Records drawn from a dataset
PR #1554, opened 2026-07-14
Fix two scroll-position regressions in VicoScrollState

lewan42:
## Summary                                                                                                                                                                         
                                                                                                                                                                                     
  Two independent scroll-correctness fixes in `VicoScrollState`, one per commit. Follow-up to #1539 (visible x range preservation).                                                                                                                                 
                                                                                                                                                                                     
  ## 1. Scroll anchor drifts when data is trimmed on the start side                                                                                                                  
                                                                                                                                                                                     
  When data is trimmed on the start side while the scroll is pinned to the end, the viewport rolls toward the start by the size  of the trim instead of staying put.                                                                                                                                                                               
                                                                                                                                                                                     
  **Cause:** In `update`, the scroll `value` used to compute the anchor's start-edge x coordinate is read *after* `maxValue` is updated. The `maxValue` setter clamps `value` to the new maximum, so when the content shrinks on the start side (the  max scroll distance drops below the current, end-pinned `value`), the clamp shifts `value` back *before* the repositioning runs. The repositioning then computes `startEdgeX` from the already-clamped value and offsets the viewport by the trimmed amount.                                                                                                                                                    
                                                                                                                                                                                     
  **Fix:** Capture the pre-clamp value and use it when computing `startEdgeX`. RTL handling (`layoutDirectionMultiplier`) is preserved.
  
  ## 2. Stale zoom scroll compensation applied after a scroll                                                                                                                        
                                                                                                                                                                                     
  After a zoom, the viewport can jump back to its zoom-time position if a pan or fling starts without the scroll ever becoming idle (e.g. a pinch that transitions straight into a pan).                                                                                                                                                  
                                                                                                                                                                                     
  **Cause:** `scroll(scroll, maxScroll)` receives the zoom's scroll compensation — an absolute target computed from the scroll value and content width at the time of the zoom event — and waits for the scroll to become idle (`isScrollInProgress.first { !it }`) before applying it. If the scroll never goes idle, both the target and `maxScroll` are stale by the time it runs, so applying them rolls the viewport back to the zoom-time position.                                                                                                                            
                                                                                                                                                                                     
  **Fix:** Skip the compensation when a scroll is already in progress. The zoom handler emits a fresh compensation on every zoom event, so dropping a stale one is safe.                                                                                                                                                                           
                                                                                                                                                                                     
  ## Testing                                                                                                                                                                         
                                                                                                                                                                                     
  Added a `VicoScrollStateTest` case for each fix. Both fail without their respective fix (the viewport rolls left / the call times out) and pass with it.

<!-- codesmith:footer -->
---
<a href="https://app.blacksmith.sh/patrykandpatrick/codesmith/vico/pr/1554"><picture><source media="(prefers-color-scheme: dark)" srcset="https://pr-comments-assets.blacksmith.sh/codesmith/view-with-codesmith-dark-v2.svg"><source media="(prefers-color-scheme: light)" srcset="https://pr-comments-assets.blacksmith.sh/codesmith/view-with-codesmith-light-v2.svg"><img alt="View with Codesmith" src="https://pr-comments-assets.blacksmith.sh/codesmith/view-with-codesmith-dark-v2.svg"></picture></a> <a href="https://backend.blacksmith.sh/track/enable-autofix?expires=1786608468&installation_id=136960981&pr_number=1554&repository=patrykandpatrick%2Fvico&return_to=https%3A%2F%2Fgithub.com%2Fpatrykandpatrick%2Fvico%2Fpull%2F1554&signature=0a21ffaa946ee9bbd4dede45c0ab249757b43134ec5d239f86a48cf0a913b591"><picture><source media="(prefers-color-scheme: dark)" srcset="https://pr-comments-assets.blacksmith.sh/codesmith/autofix-with-codesmith-dark.svg"><source media="(prefers-color-scheme: light)" srcset="https://pr-comments-assets.blacksmith.sh/codesmith/autofix-with-codesmith-light.svg"><img alt="Autofix with Codesmith" src="https://pr-comments-assets.blacksmith.sh/codesmith/autofix-with-codesmith-dark.svg"></picture></a>

<!-- codesmith:autofix:disabled -->
<!-- /codesmith:footer -->

### DIFF
--- a/vico/compose/src/androidHostTest/kotlin/com/patrykandpatrick/vico/compose/cartesian/VicoScrollStateTest.kt
+++ b/vico/compose/src/androidHostTest/kotlin/com/patrykandpatrick/vico/compose/cartesian/VicoScrollStateTest.kt
@@ -208,6 +208,37 @@ class VicoScrollStateTest {
     assertEquals(-20f, sut.value)
   }
 
+  @Test
+  fun `When data is trimmed on the start side while pinned to the end, then update keeps the scroll pinned to the end`() =
+    runBlocking {
+      maxX = 19.0
+      xLength = 19.0
+      val bounds = Rect(0f, 0f, 100f, 100f)
+      val layerDimensions =
+        MutableCartesianLayerDimensions(
+          xSpacing = 10f,
+          scalableStartPadding = 6f,
+          unscalableStartPadding = 4f,
+        )
+      // The initial content is 100px wider than the chart, so the end-pinned scroll value is 100,
+      // matching the max scroll distance. The scroll is at the end.
+      val sut = createScrollState(initialScroll = Scroll.Absolute.End, layerDimensions = layerDimensions)
+      assertEquals(sut.maxValue, sut.value)
+
+      val visibleStart = context.getVisibleXRange(layerDimensions, bounds, sut.value).start
+
+      // Trim the five oldest points. The remaining content still overflows the chart, so the new
+      // max scroll distance is smaller than the old scroll value.
+      minX = 5.0
+      xLength = 14.0
+      sut.update(context = context, bounds = bounds, layerDimensions = layerDimensions)
+
+      // The visible x range is unchanged (the trimmed points were off-screen), and the scroll stays
+      // pinned to the end rather than rolling toward the start by the size of the trim.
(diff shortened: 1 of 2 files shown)


patrickmichalik (approved):
Thanks!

■ What you should do ■
Wherever a line of the entries holds the string "without", copy that line.

■ Output of the exercise ■
  After a zoom, the viewport can jump back to its zoom-time position if a pan or fling starts without the scroll ever becoming idle (e.g. a pinch that transitions straight into a pan).                                                                                                                                                  
  Added a `VicoScrollStateTest` case for each fix. Both fail without their respective fix (the viewport rolls left / the call times out) and pass with it.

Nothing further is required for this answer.